Polityka i życie publiczne składa się także z gestów i trzeba potrafić je wykonywać - powiedział marszałek Sejmu Grzegorz Schetyna, komentując to, że w sobotę wraz z prezydentem i premierem złożył kwiaty pod łódzką siedzibą PiS, gdzie został zastrzelony asystent europosła.

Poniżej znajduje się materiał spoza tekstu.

PR #6433, opened 2026-05-29
librz/type: parse, render and size C23 enum underlying types (#3498)

### LINKED ISSUE #3498: Support enhanced enumerations in C parser (input and output)
C recently introduced a way to specify the underlying type for enum:
```c
enum F : int { A = 0x8000 } f;
enum E : long long { R, G, B } e;
```
Depends on https://github.com/tree-sitter/tree-sitter-c/issues/132

notxvilka:

**Detailed description**
C23 lets an enum fix its underlying type, e.g. "enum E : long long { ... }". The C grammar already exposes it as the "underlying_type" field of an enum_specifier, and RzBaseType already has a "type" slot documented as used by enums, but the parser ignored the field and always left it NULL.

```c
enum F : int { A = 0x8000 } f;
enum E : long long { R, G, B } e;
```

- parse_enum_node() now reads the "underlying_type" field and stores the parsed type on RzBaseType::type (reusing parse_type_node_single(), so primitive, sized and typedef'd integer types are all handled). Classic enums keep a NULL underlying type.
- The pretty printer emits " : <type>" between the enum name and its body when an underlying type is present, so "tc"/"tcd"/"tec" round-trip it.
- enum_bitsize() now derives the width from the underlying type instead of the hardcoded 32-bit default (resolving the long-standing FIXME); it still falls back to 32 for a classic enum.

Single-token underlying types (int, uint64_t, char, ...) work end-to-end with the bundled grammar revision: the existing "enhanced enum" db test is updated to round-trip "enum v : int" and a unit test covers "enum EU : uint64_t". Multi-word underlying types (long long, unsigned int) are added as BROKEN db tests; the bundled grammar parses them to an ERROR node and drops the underlying type, so these tests fail for now and will pass once rizin-grammar-c accepts sized type specifiers as the enum underlying type. No further rizin change is needed for that step.

**Test plan**

CI is green

Closes #3498


librz/type/serialize_types.c
```diff
@@ -76,6 +76,20 @@ static TypeFormatPair *get_enum_type(Sdb *sdb, const char *sname) {
 	}
 	free(members);
 
+	// C23 fixed underlying type, stored by save_enum() under "enum.<name>.@type"
+	RzStrBuf utkey;
+	char *underlying = sdb_get(sdb, rz_strbuf_initf(&utkey, "enum.%s.@type", sname));
+	rz_strbuf_fini(&utkey);
+	if (underlying) {
+		char *error_msg = NULL;
+		RzType *ut = rz_type_parse_string_single(typedb->parser, underlying, &error_msg);
```
thestr4ng3r, line 90: Could there be a case where the types referred to by `underlying` have not yet been loaded because of the order they are read from the sdb?

thestr4ng3r (changes requested):

librz/type/serialize_types.c
notxvilka: Yeah, it's absolutely possible. Let me think about it, how it's best to handle such situations. It might work out of the box actually but I need to test it first (and add a test to avoid regressions in the future).

notxvilka: Yes, it was handled already, just added a test to make sure it works and doesn't break in the future.

PR #6434, opened 2026-05-30
librz/arch/tms320: improve the C55x+ analysis, add basic RzIL

notxvilka:
# DO NOT SQUASH!

# Overview

- First commit is the small fix to allow open TI COFF files properly
- Second commit implements RzIL for both C55x and C55x+ variants
- Third commit rewrites the old string-based disassembly/analysis engine (two separate ones - one for C55x and another for C55x+) and implements a new, byte-level one, with a shared infrastructure between both variants, allowing reusing analysis and RzIL uplifting code whenever possible.
- Fourth commit fixes remaining gaps - missing RzIL uplifting for remaining instructions to get complete coverage (except FIR, MAC, and similar instructions)

# Detailed description

All changes did after trying Rizin on the real TMS320C55x+ firmware, which is why these bugs were found in the first place.

**IMPORTANT**: There are 4 commits, one is the COFF changes; second one is the extending and fixing *existing* code, implementing RzIL and covering everything with tests; third one is the full refactoring to share the common code between C55x and C55x+, and, eventually - C54x; forth one is to cover gaps found during the testing the refactored engine.

### Disassembler correctness

Fixes to C55x+ operand decoding and instruction tables. On the 5 MB Wrigley3G
image ~99.7% of instructions decode; the residual ~0.3% is a small unhandled
opcode tail (notably the `0x24` prefix), scattered through code rather than data.

### Analysis plugin
- Register profile: `ac0-3` (40-bit), `ar0-7`/`xar0-7`, `t0-3`, `sp`, `pc`,
  and `st0_55` with the documented bit layout (TC1 = bit 13, TC2 = bit 12,
  CARRY = bit 11).
- Function prologue preludes for `aap` (the two-word `0e ?? 0e ??` and the
  three-push entry pattern), which recovers ~6970 functions on the image.
- Branch/call typing: `bcc`/`bccu` -> CJMP with jump/fail, `call` -> CALL,
  `b` -> JMP.

### RzIL lifter (`c55plus_il.c`) — *correct-or-NULL*

Every form below is lifted only when its semantics are exactly known; anything
else returns NULL (left unlifted) rather than being approximated. Over a 20k
instruction window, IL coverage is ~62-66%.

- **mov / copy**: immediate load; register copy (equal-width, low-bit narrowing
  e.g. `mov ac0, xar0`, and sign-extending widen from a 16-bit data register);
  accumulator half writes (`mov #k, ac0.l/.h`).
- **Data-memory addressing** (the bulk of the image — `mov`/`copy` are ~45% of
  all instructions): indirect `*arN`, post-inc/dec `*arN+`/`*arN-`,
  register-indexed `*arN(short(#K))`, sp-relative `*sp(#K)`, and k24 absolute
  `*(#K)`; with `byte()` (8-bit), default word (16-bit) and `dbl()` (32-bit)
  access sizes, and `uns()` zero-extension vs the default sign-extension.
- **Bitwise** `and`/`or`/`xor`/`not` (incl. the 3-operand same-register form).
- **Arithmetic** `add`/`sub` (16-bit and accumulator).
- **Shifts** `sfts` (arithmetic) / `sftl` (logical), 40-bit accumulator with a
  6-bit signed count.
- **Control flow**: unconditional `b` (JMP); conditional `bcc`/`bccu` lifted to
  `BRANCH(cond, JMP(target), NOP())`, where the condition is either a status
  flag (`tc1`/`tc2`/`carry` and their `!`-negations, read from `st0_55`) or a
  register/accumulator-half compared against an immediate (signed for `bcc`,
  unsigned for `bccu`); `call` lifted to a JMP to the target (the return-address
  save is intentionally not modelled — rizin's call/return analysis tracks
  linkage separately).

### Calling convention
`librz/arch/types/cc-tms320-32.sdb.txt` defines a `c55x` convention (the default
for `arch=tms320, bits=32`): argument registers AR0-AR3 then T0/T1, overflow on
the stack, return in T0. This is a positional approximation of the
type-segregated TI C55x ABI; AR5 is callee-saved (consistent with the firmware's
`psh dbl(xar5)` prologues), though callee-saved registers are not expressible in
the simple cc format.

## Verification highlights (RzIL VM execution)

- `mov *ar5(short(#0x8)), ac0.l` with `xar5=0x10` and word `0xabcd` at byte
  `0x30` -> `ac0 = 0x000000abcd` (added as an `rzil/tms320` regression test).
- `bccu #t, ac1.l < #0x3`: branch taken (VM PC -> jump) when `ac1.l=1`, falls
  through when `ac1.l=5`.
- `bcc #t, !tc1`: falls through when `st0_55` bit 13 is set, branches when clear.
- The pre-existing word load/store + post-increment + accumulator execution
  tests are unchanged and still pass.

## Known semantic caveat — pointer mode

The lifter models data addressing in **word-pointer mode**: a register base
(XARn/SP) is a 23-bit word address (byte address = base << 1), the K16
displacement is added in word units (`(base + K) << 1`, keeping word/dbl
accesses aligned), and the k24 absolute constant is a direct 24-bit byte
address. The C55x+ also offers a **byte-pointer mode** (the manual's 'Ryujin'
byte addressing for C `char` data); the prevalence of `byte()` register-relative
accesses and odd k24 byte addresses in this firmware is suggestive of byte-pointer
mode at runtime, in which case register-relative effective addresses are scaled
by an extra factor of 2. This is the single unverified addressing assumption and
is localised to one helper (`c55_mem_byte_addr`), so it can be flipped in one
place if the firmware's runtime ST configuration is pinned.

# Test plan

- CI is green

It works on the real baseband firmware:

Screenshot 2026-06-07 at 1 21 46 AM
Screenshot 2026-06-07 at 1 23 56 AM
Screenshot 2026-06-07 at 1 24 38 AM
Screenshot 2026-06-07 at 1 21 46 AM
Screenshot 2026-06-07 at 3 02 20 AM
Screenshot 2026-06-15 at 4 29 26 PM


wargio (approved):

notxvilka:
It's incomplete yet. As I am in the middle of the RE session using Rizin, I will improve it as I go. Will mark it ready after all necessary fixes pushed.

PR #6439, opened 2026-05-30
librz/type: support C bitfield members in structs and unions

### LINKED ISSUE #1240: Add proper bitfields support in RzType

notxvilka:

**Detailed description**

Przestrzegł jednak przed kiczem pojednania.
Schetyna, który przyjechał do Olsztyna na konwencję samorządową PO, spotkał się wcześniej ze studentami Uniwersytetu Warmińsko-Mazurskiego, którym powiedział m.in., że "język nienawiści zaczął dominować polską scenę polityczną" i "przez to staliśmy się uczestnikami tego seansu nienawiści".
Nawiązał też do złożenia kwiatów pod siedzibą PiS. Jego zdaniem, trzeba oddać hołd temu, który zginął, bo "taka tragedia mogła zdarzyć się także w innym miejscu, w innym mieście i w innym biurze poselskim".
"Niczego nie wymuszać"
Schetyna zastrzegł jednocześnie, że nie wierzy w pozory pojednania. - Trzeba wyciągnąć wnioski, ale też nie można mówić o kiczu pojednania, że wszystko będzie dobrze, bo zginął człowiek i wszyscy będziemy ze sobą rozmawiać i skończy się ten konflikt - stwierdził marszałek.
W jego opinii pewne rzeczy, np. język debaty politycznej, trzeba po prostu narzucić. A z różnic między partiami nie czynić problemu, tylko je zaakceptować.
- Jesteśmy jedną rodziną, Polakami i wszystkim nam zależy, by w sensowny sposób zmieniać nasz kraj, nawet jeśli są różnice, trzeba je opisać i pokazać, a nie wymuszać na kimś inne zdanie agresją i nienawiścią - podkreślił.